**** GIVEN DATA ****
PR #255, opened 2014-03-02
LIBCLOUD-525: Add VPC lifecycle support into the EC2 driver. This PR inc...

cderamus:
...ludes the ability to describe, create, delete, attach and detach VPC Internet gateways.

### DIFF
--- a/libcloud/compute/drivers/ec2.py
+++ b/libcloud/compute/drivers/ec2.py
@@ -1171,6 +1171,24 @@ class ElasticIP(object):
                 % (self.ip, self.domain, self.instance_id))
 
 
+class VPCInternetGateway(Node):
+    """
+    Class which stores information about VPC Internet Gateways.
+
+    Note: This class is VPC specific.
+    """
+
+    def __init__(self, id, name, vpc_id, state, driver, extra=None):
+        self.id = id
+        self.name = name
+        self.vpc_id = vpc_id
+        self.state = state
+        self.extra = extra or {}
+
+    def __repr__(self):
+        return (('<VPCInternetGateway: id=%s>') % (self.id))
+
+
 class BaseEC2NodeDriver(NodeDriver):
     """
     Base Amazon EC2 node driver.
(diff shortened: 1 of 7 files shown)


libcloud/compute/drivers/ec2.py
```diff
@@ -1171,6 +1171,24 @@ def __repr__(self):
                 % (self.ip, self.domain, self.instance_id))
 
 
+class VPCInternetGateway(Node):
```
Kami: Hm, this probably shouldn't inherit from `Node`, right?

libcloud/compute/drivers/ec2.py
```diff
@@ -3171,6 +3189,105 @@ def ex_find_or_import_keypair_by_key_material(self, pubkey):
...
+        result = self.connection.request(self.path, params=params).object
+        element = findtext(element=result,
+                           xpath='return',
+                           namespace=NAMESPACE)
+
+        return element == 'true'
+
+    def ex_detach_internet_gateway(self, gateway, network):
+        """
+        Detach a Internet gateway to a VPC
```
Kami: to a VPC = from a VPC :)

libcloud/compute/drivers/ec2.py
```diff
@@ -3557,6 +3674,40 @@ def _to_device_mapping(self, element):
...
+                          xpath='attachmentSet/item/vpcId',
+                          namespace=NAMESPACE)
+
+        state = findtext(element=element,
+                         xpath='attachmentSet/item/state',
+                         namespace=NAMESPACE)
+
+        # If there's no attachment state, let's
+        # set it to available
+        if state is None:
```
Kami: IIRC, `findtext` will return empty string (`''`) by default if the matching item is not found. This means we will never get into this branch.

You can pass `no_text_value=''` to `findtext` function, or even better, just do `if not state`.

libcloud/compute/drivers/ec2.py
cderamus: Correct.

Kami:
Merged into trunk.

Thanks.

PR #256, opened 2014-03-02
Add hs1.4xlarge/hs1.8xlarge into pricing.json/ec2 driver in regions where it's supported.

cderamus:
Adding in the hs1.4xlarge/hs1.8xlarge instance types into the driver and pricing data files.


Kami:
Looks good, but I can't cleanly apply patch onto trunk.

Can you please squash all the commits?

PR #258, opened 2014-03-10
Add method `ex_copy_image` to the GCE driver.

fcuny:
The `ex_copy_image` method allow to copy an image from a Google Cloud
Storage URL in the specified project.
****
Using only the entries above, output the line with "detach VPC Internet gateways.", the line with "self.id = id", and all lines between them, exactly as they stand.

ANSWER FOR THIS EXERCISE:
...ludes the ability to describe, create, delete, attach and detach VPC Internet gateways.

### DIFF
--- a/libcloud/compute/drivers/ec2.py
+++ b/libcloud/compute/drivers/ec2.py
@@ -1171,6 +1171,24 @@ class ElasticIP(object):
                 % (self.ip, self.domain, self.instance_id))
 
 
+class VPCInternetGateway(Node):
+    """
+    Class which stores information about VPC Internet Gateways.
+
+    Note: This class is VPC specific.
+    """
+
+    def __init__(self, id, name, vpc_id, state, driver, extra=None):
+        self.id = id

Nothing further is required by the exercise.